また、特許権などの知的財産、いわゆる 知恵の価値も企業にとっては大切ですが、財務諸表には、 BS の「無形固定資産」の項目に特許の取得費用が計上されるだけです。有力特許が高額で売買された場合は別ですが、社内の研究員が開発した特許などは、基本的に本当の価値が 財務諸表に正しく反映されているとは言えません。

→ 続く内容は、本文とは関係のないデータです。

PR #10749, opened 2021-09-02
Wrap missing label names in quotes

cocreature:
See
https://discuss.daml.com/t/why-might-i-be-getting-missing-record-label-identity-from-the-ledger-api-when-submitting-a-command/3059/5
this has caused some confusion for users since it’s not obvious that
it is the label name if you have a very generic label name like
`identity`.

I have no strong feelings on whether this should be single or double
quotes so happy to change it.

changelog_begin
changelog_end

### Pull Request Checklist

trigger the build.

### DIFF
--- a/daml-lf/engine/src/main/scala/com/digitalasset/daml/lf/engine/preprocessing/ValueTranslator.scala
+++ b/daml-lf/engine/src/main/scala/com/digitalasset/daml/lf/engine/preprocessing/ValueTranslator.scala
@@ -210,7 +210,7 @@ private[engine] final class ValueTranslator(
                       mbLbl.foreach(lbl_ =>
                         if (lbl_ != lbl)
                           typeError(
-                            s"Mismatching record field label $lbl_ (expecting $lbl) for record $tyCon"
+                            s"Mismatching record field label '$lbl_' (expecting '$lbl') for record $tyCon"
                           )
                       )
                       val replacedTyp = AstUtil.substitute(typ, subst)
--- a/daml-lf/engine/src/main/scala/com/digitalasset/daml/lf/engine/preprocessing/ValueTranslator.scala
+++ b/daml-lf/engine/src/main/scala/com/digitalasset/daml/lf/engine/preprocessing/ValueTranslator.scala
@@ -210,7 +210,7 @@ private[engine] final class ValueTranslator(
                       mbLbl.foreach(lbl_ =>
                         if (lbl_ != lbl)
                           typeError(
-                            s"Mismatching record label $lbl_ (expecting $lbl) for record $tyCon"
+                            s"Mismatching record field label $lbl_ (expecting $lbl) for record $tyCon"
                           )
                       )
                       val replacedTyp = AstUtil.substitute(typ, subst)
@@ -220,7 +220,7 @@ private[engine] final class ValueTranslator(
                     recordFlds.map { case (lbl, typ) =>
                       labeledRecords
                         .get(lbl)
-                        .fold(typeError(s"Missing record label $lbl for record $tyCon")) { v =>
+                        .fold(typeError(s"Missing record field '$lbl' for record $tyCon")) { v =>
                           val replacedTyp = AstUtil.substitute(typ, subst)
                           lbl -> go(replacedTyp, v, newNesting)
                         }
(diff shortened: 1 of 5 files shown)


daml-lf/engine/src/main/scala/com/digitalasset/daml/lf/engine/preprocessing/ValueTranslator.scala
```diff
@@ -210,7 +210,7 @@ private[engine] final class ValueTranslator(
                       mbLbl.foreach(lbl_ =>
                         if (lbl_ != lbl)
                           typeError(
-                            s"Mismatching record label $lbl_ (expecting $lbl) for record $tyCon"
+                            s"Mismatching record field label $lbl_ (expecting $lbl) for record $tyCon"
```
garyverhaegen-da, line 213:
```suggestion
                            s"Mismatching record field $lbl_ (expecting $lbl) for record $tyCon"
```

cocreature: I disagree with this, this is really about the `name` of the field, i.e., the field label having a mismatch.

ledger/ledger-api-test-tool/src/main/scala/com/daml/ledger/api/testtool/suites/CommandServiceIT.scala
```diff
@@ -280,7 +280,11 @@ final class CommandServiceIT extends LedgerTestSuite {
         .submitAndWait(badRequest)
         .mustFail("submitting a request with a bad parameter label")
     } yield {
-      assertGrpcError(failure, Status.Code.INVALID_ARGUMENT, s"Missing record label")
+      assertGrpcError(
+        failure,
+        Status.Code.INVALID_ARGUMENT,
+        Some(Pattern.compile(s"Missing record (label|field)")),
```
garyverhaegen-da, line 286: I assume the regex here is for backwards compatibility? I'm a little bit confused between this and the new exclusion you add to the compat matrix.

daml-lf/engine/src/main/scala/com/digitalasset/daml/lf/engine/preprocessing/ValueTranslator.scala
garyverhaegen-da: Ok.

さらに言えば、会社というものには、製造ノウハウ や 営業 ノウハウ など 動転 過去の先輩たちが えーと 築き上げてくれた ノウハウ や 知恵や信頼といったものがたくさん詰まっています。しかし、これまた同様に、財務諸表上には全く現れてきません。将来の成長力を診断する上で欠かせない 判断材料である社員の価値や 知的財産の価値は、財務諸表の数字に現れないことをよく理解しておいてください。
(P.169〜170)
 
【粉飾のしくみ】
読者の皆さんは 「粉飾」と言われると、利益を無理やり 減らして税金を減らすことだと思われるかもしれません。もちろんそういう 操作も粉飾ですが、世の中で大きな話題になっている粉飾は、赤字を黒字に見せかける粉飾です。赤字になると困ることがたくさん出てきます。赤字が続くと、金融機関はお金を貸してくれなくなりますし、公共工事を仕事にしている会社などは、赤字が続くと応礼さえできなくなることもあります。会社がこっそり利益を増やす場合に、架空の 在庫認識を行います。これまで勉強したように、100万円の在庫があると認識すれば、原価が100万円下がって、利益が100万円増えます。もし、300万円の在庫があると架空の認識をすれば、原価が300万円下がって、利益が 300万円増えるのです。(P.189〜190)
 
【財務3表を手を動かして理解する】
私の会社(ボナ・ヴィータ コーポレーション)のホームページのトップページ(http://www.migiude.com)から、この財務3表の空白シートのエクセル版が無料でダウンロードできます。利益計算や各欄の合計計算、さらには財務3表のつながり箇所が自動計算されるようにしていますので、さらに使い勝手がよいでしょう。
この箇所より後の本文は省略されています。